Dwa kolejne mecze były z serii „oby takich, jak najmniej”. Do Głogowa przyjechały bowiem drużyny Bytovii Bytów oraz Ruchu Zdzieszowice. W obu tych spotkaniach wystawiamy skromne, liczące kilkadziesiąt osób młyny. W obu nie stwierdzono także kibiców gości. Nie ma więc co wspominać…
Nieco ciekawiej było podczas kończącego rundę jesienną. Na naszym stadionie pojawił się Górnik Polkowice. Wprawdzie mecze z tym rywalem są mini-derbami regionu, jednak nie wywołują zbyt dużych emocji.

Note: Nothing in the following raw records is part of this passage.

PR #1088, opened 2022-01-01
OP-332 consolidate JasperReports dependency in Core

dbmalkovsky:
See OP-332 and [Core PR-560](https://github.com/informatici/openhospital-core/pull/560
)


mwithi (approved):
Thanks!

PR #1102, opened 2022-01-20
OP-751 fix date pattern

dbmalkovsky:
See OP-751

Companion to CORE PR https://github.com/informatici/openhospital-core/pull/586


mwithi (approved):
LGTM. Thanks!

PR #1109, opened 2022-01-29
OP-748 Use abstract method instead of concrete method

dbmalkovsky:
See OP-748


mwithi (commented):
The change fixes part of the issue, that states:

"Other values should not be managed (it also always shows OPD as fallback value), nor accepted by the manager, nor visualized."

dbmalkovsky:
Can someone please explain in more detail what this means?
<pre>
"Other values should not be managed (it also always shows OPD as fallback value), nor accepted by the manager, nor visualized."
</pre>

mwithi:
> Can someone please explain in more detail what this means?

I've updated the issue description OP-748.

PR #1143, opened 2022-02-28
Chore: use date constant strings in org.isf.utils.Constants instead of strings or local constants

dbmalkovsky:
Think this should be the last of the hard coded date/time string patterns.


mwithi (approved):
LGTM. Thanks!

PR #1146, opened 2022-03-08
OP-821 Fix calculation of last day of the month.

dbmalkovsky:
See OP-821

### DIFF
--- a/src/main/java/org/isf/medicals/gui/MedicalBrowser.java
+++ b/src/main/java/org/isf/medicals/gui/MedicalBrowser.java
@@ -646,9 +646,9 @@ public class MedicalBrowser extends ModalJFrame implements MedicalListener {
 	}
 
 	private LocalDate getToDatePlusMonth(int monthsToMove) {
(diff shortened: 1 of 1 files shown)


src/main/java/org/isf/medicals/gui/MedicalBrowser.java
```diff
@@ -646,9 +646,9 @@ protected void launchExpiringReport() {
 	}
 
 	private LocalDate getToDatePlusMonth(int monthsToMove) {
-		return LocalDate.now()
-				.plusMonths(monthsToMove)
-				.withDayOfMonth(LocalDate.now().lengthOfMonth());
+		LocalDate plusMonth = LocalDate.now().plusMonths(monthsToMove);
+		return plusMonth
+				.withDayOfMonth(plusMonth.lengthOfMonth());
```
mwithi, line 651:
```suggestion
		return plusMonth.withDayOfMonth(plusMonth.lengthOfMonth());
```

PR #1148, opened 2022-03-10
Chore update to slf4j-reload4j

dbmalkovsky:
Change slf4j-log4j12 to slf4j-reload4j which is the new name; see Reload4j 1.2.18 as a replacement for log4j 1.2.17 at https://www.slf4j.org/log4shell.html


mwithi (approved):
Thanks!!!

PR #1155, opened 2022-03-21
OP-826 fix parameter name

dbmalkovsky:
See OP-826  misspelled paramete


dbmalkovsky:
@mwithi I'm assuming that the jasper file needs to be regenerated too.  Is that something you can do?  Thanks

mwithi:
> @mwithi I'm assuming that the jasper file needs to be regenerated too. Is that something you can do? Thanks

yep! I will recompile (with Jasper Studio)

PR #1171, opened 2022-05-03
OP-860 update OPD dialogs

dbmalkovsky:
See OP-860


mwithi (approved):
LGTM. Thanks!

src/main/java/org/isf/opd/gui/OpdBrowser.java
```diff
@@ -379,7 +379,9 @@ private JButton getJDeleteButton() {
 				if (GeneralData.OPDEXTENDED) {
 					message = MessageBundle.formatMessage("angal.opd.deletefollowingopdextended.fmt.msg",
 							opd.getPatient().getName(),
-							opd.getCreatedDate().format(DATE_TIME_FORMATTER),
+							opd.getCreatedDate() == null
+									? opd.getDate().format(DATE_FORMATTER)
+									: opd.getCreatedDate().format(DATE_FORMATTER),
```
mwithi, line 384: Why to take into account the creation date OR the visit date? The latter should be always notnull and the former only for audit purpose

PR #1173, opened 2022-05-09
Chore: add spinner option to time picker; do not change specified time

dbmalkovsky:
Add spinner option to time picker.
Fix issue where the minute, second, and nanosecond values were zeroed out.


mwithi (approved):
LGTM. Thanks

PR #1174, opened 2022-05-10
OP-866 remove time from Lot Information dialog

dbmalkovsky:
Time was added by mistake in previous push.


mwithi (approved):
Thanks a lot @dbmalkovsky !

PR #1178, opened 2022-05-17
Chore: remove GregorianCalendar usage

dbmalkovsky:
This is when creating a new OPD entry when `OPDEXTENDED=no` in the settings file

### DIFF
--- a/src/main/java/org/isf/opd/gui/OpdEdit.java
+++ b/src/main/java/org/isf/opd/gui/OpdEdit.java
@@ -31,7 +31,6 @@ import java.awt.event.FocusEvent;
 import java.awt.event.FocusListener;
 import java.awt.event.KeyEvent;
 import java.awt.event.KeyListener;
-import java.time.LocalDate;
 import java.time.LocalDateTime;
 import java.util.ArrayList;
 import java.util.EventListener;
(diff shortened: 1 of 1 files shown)


src/main/java/org/isf/opd/gui/OpdEdit.java
```diff
@@ -508,8 +507,7 @@ private JButton getOkButton() {
 
 						try {
 							if (insert) {    // Insert
-								GregorianCalendar date = new GregorianCalendar();
-								opd.setProgYear(opdManager.getProgYear(date.get(Calendar.YEAR)) + 1);
+								opd.setProgYear(opdManager.getProgYear(LocalDate.now().getYear()) + 1);
```
mwithi, line 510: In the case OPDEXTENDED=yes we call .getProgYear() method passing the visitDate (so it calculates it within the specified year)

dbmalkovsky: Well that is a change from the behavior that I modified here isn't it?   It was using "NOW" and I just did the same.
This is a NEW  (ie, insert) so is there even a visit date?

mwithi: if you like you can blame the forgotten change among OP-719 (my bad)

dbmalkovsky: No need to find blame; I've updated the code; please review @mwithi

mwithi: Thanks!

W sektorze gości pojawia się 4 polkowiczan. Nas w młynie kilkadziesiąt osób z przyzwoitym dopingiem. Wieszamy na płocie kilka flag oraz transparent skierowany do Konrada Kaczmarka, byłego zawodnika Chrobrego, a obecnie gracza klubu z Polkowic. Największym plusem był wynik osiągnięty na murawie. Chrobry pokonał Górnika po 16 latach przerwy i to od razu w wielkim stylu, bo wynik 5:0 mówi sam za siebie!

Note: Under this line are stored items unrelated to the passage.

PR #109, opened 2017-03-23
Migration of components from ovirt-ui-componets

jniederm:
Css handling changed: Stylesheets
* from dependencies and local stylesheets with '-nomodules.css'  are
  handled as before.
* defined locally are processed using css modules - similarly to
  ovirt-ui-components.

There are no real changes compared to previous state, just shuffling imports.


mareklibra:
Verified.
Built agains ovirt-ui-components with https://github.com/oVirt/ovirt-ui-components/pull/35 applied, UI seems to be unchanged, actions work.

To finish migration:
- merge https://github.com/oVirt/ovirt-ui-components/pull/35
- new release OUC
- increase OUC version in web-ui/package.json
- release new ovirt-engine-node-modules
- release web-ui

config/webpack.config.prod.js
```diff
@@ -109,6 +109,7 @@ module.exports = {
       // in the main CSS file.
       {
         test: /\.css$/,
+        include: /(node_modules)|(-nomodules\.css$)/,
```
matobet: nis this -nomodules solution intended as long term or are there any plans  to migrate all of the ovirt-web-ui to (arguably superior) css-modules? If yes please open an issue with this item after this PR is merged

package.json
```diff
@@ -41,30 +42,31 @@
...
     "http-proxy-middleware": "0.17.1",
+    "immutable": "^3.8.1",
     "jest": "15.1.1",
     "json-loader": "0.5.4",
     "object-assign": "4.1.0",
     "opn": "4.0.2",
     "path-exists": "3.0.0",
     "postcss-loader": "0.13.0",
     "promise": "7.1.1",
+    "react-router": "~3.0.0",
```
matobet: @mareklibra do we currently use react-router in ovirt-web-ui? If not I would avoid this until we properly introduce it (with v4 of react-router)

mareklibra: No, it's commented-out code

src/actions/visibility.js
```diff
@@ -0,0 +1,41 @@
+export function showLoginDialog () {
```
mareklibra: The code is there but effectively not executed since oVirt SSO overrides the flow.
In the future, even with remote deployment, the oVirt SSO will be still used.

Bardzo ciekawie zapowiadał się za to ostatni mecz 2013 roku! Naszym rywalem była Polonia Bytom, stąd też wiadomo było, że sektor gości nie będzie tego dnia świecił pustkami. W naszym mieście pojawiło się 180 fanów Polonii. My w swoim sektorze zbieramy się w ok. 300 osób. W pierwszej połowie prezentujemy oprawę składającą się z sektorówki oraz transparentów dających hasło „Wybieraj! Chrobry albo śmierć!” Ponadto pojawiły się czarne świece dymne i petardy hukowe.
Doping tego dnia stał na średnim poziomie, wyjątkiem były ostatnie minuty meczu. Po bramce dającej prowadzenie, cały stadion ożył i momentami do dopingu włączały się wszystkie sektory. Wygrana z Polonią pozwoliła nam utrzymać pozycję lidera, na której Chrobry spędzi co najmniej kilka miesięcy!
Przed dwoma ostatnimi meczami (z Górnikiem Polkowice oraz Polonią Bytom) odbyła się także zbiórka żywności długoterminowej dla polskich Kombatantów żyjących na Kresach. Podobnie jak przed Świętami Wielkanocnymi, tak i teraz, zbiórka cieszyła się sporym zainteresowaniem. Akcja potrwa do 6 grudnia, więcej na jej temat znajdziecie na naszej stronie.
Niebawem kolejna część podsumowania jesieni 2013. Tym razem skupimy się na wyjazdach.